* [Work task]: Only the number should be given: how many lines below contain "rules".

* [Information shown]:

PR #1202, opened 2015-09-17
Skip symlinks in recursive temp-dir cleanup, and add test-case

choliver:
BUG: TemporaryFolder.delete() follows symlinks when recursing, which can lead to all sorts of havoc.

The equivalent bug was fixed in Apache IO here (http://svn.apache.org/viewvc/commons/proper/io/trunk/src/main/java/org/apache/commons/io/FileUtils.java?r1=661658&r2=684715&diff_format=h).  I'm not sure whether Files.isSymbolicLink() is sufficient here, or whether to just copy their implementation.

### DIFF
--- a/src/main/java/org/junit/rules/TemporaryFolder.java
+++ b/src/main/java/org/junit/rules/TemporaryFolder.java
@@ -4,6 +4,7 @@ import static org.junit.Assert.fail;
 
 import java.io.File;
 import java.io.IOException;
+import java.nio.file.Files;
 
 import org.junit.Rule;
 
@@ -268,7 +269,9 @@ public class TemporaryFolder extends ExternalResource {
         File[] files = file.listFiles();
         if (files != null) {
             for (File each : files) {
-                result = result && recursiveDelete(each);
+                if (!Files.isSymbolicLink(each.toPath())) {
+                    result = result && recursiveDelete(each);
+                }
             }
         }
         return result && file.delete();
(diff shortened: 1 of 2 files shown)


choliver:
I'm not sure what to do about the animal-sniffer NPEs, I haven't used this before.  Will look into it, but if anyone could advise that would be great!

choliver:
Looks like it's the same issue as here: https://github.com/mojohaus/animal-sniffer/issues/8.

marcphilipp:
The Files class is not available on JDK 6.

choliver:
@marcphilipp - Aha.  I'm a first-time JUnit contributor; so could you advise on whether licensing issues will affect our ability to copy-and-paste (etc.) from Apache Commons vs. having to reinvent the wheel?

marcphilipp:
Well, technically, when you copy code from Apache Commons it is licensed under a different licence (Apache License, I assume) than JUnit. So we needed to ship that part of the code under that licence, too. That would make things complicated and we would only consider it if it were a really important feature.

Taking a step back: You create symlinks in a TemporaryFolder?

choliver:
Not intentionally, but yes.  I spent the best part of a day this week trying to understand why my integration test (that spins up a Python virtualenv) was destroying my local Python installation.

One would assume that "delete folder" would have the same semantics as "rm -rf", so the current behaviour is both surprising and dangerous.  So I'd consider this a bugfix rather than a feature.

(That said, I'm somewhat surprised that I seem to be the first to hit this issue!)

kcooney:
I am closing this in favor of #1303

* [Answer area]: 2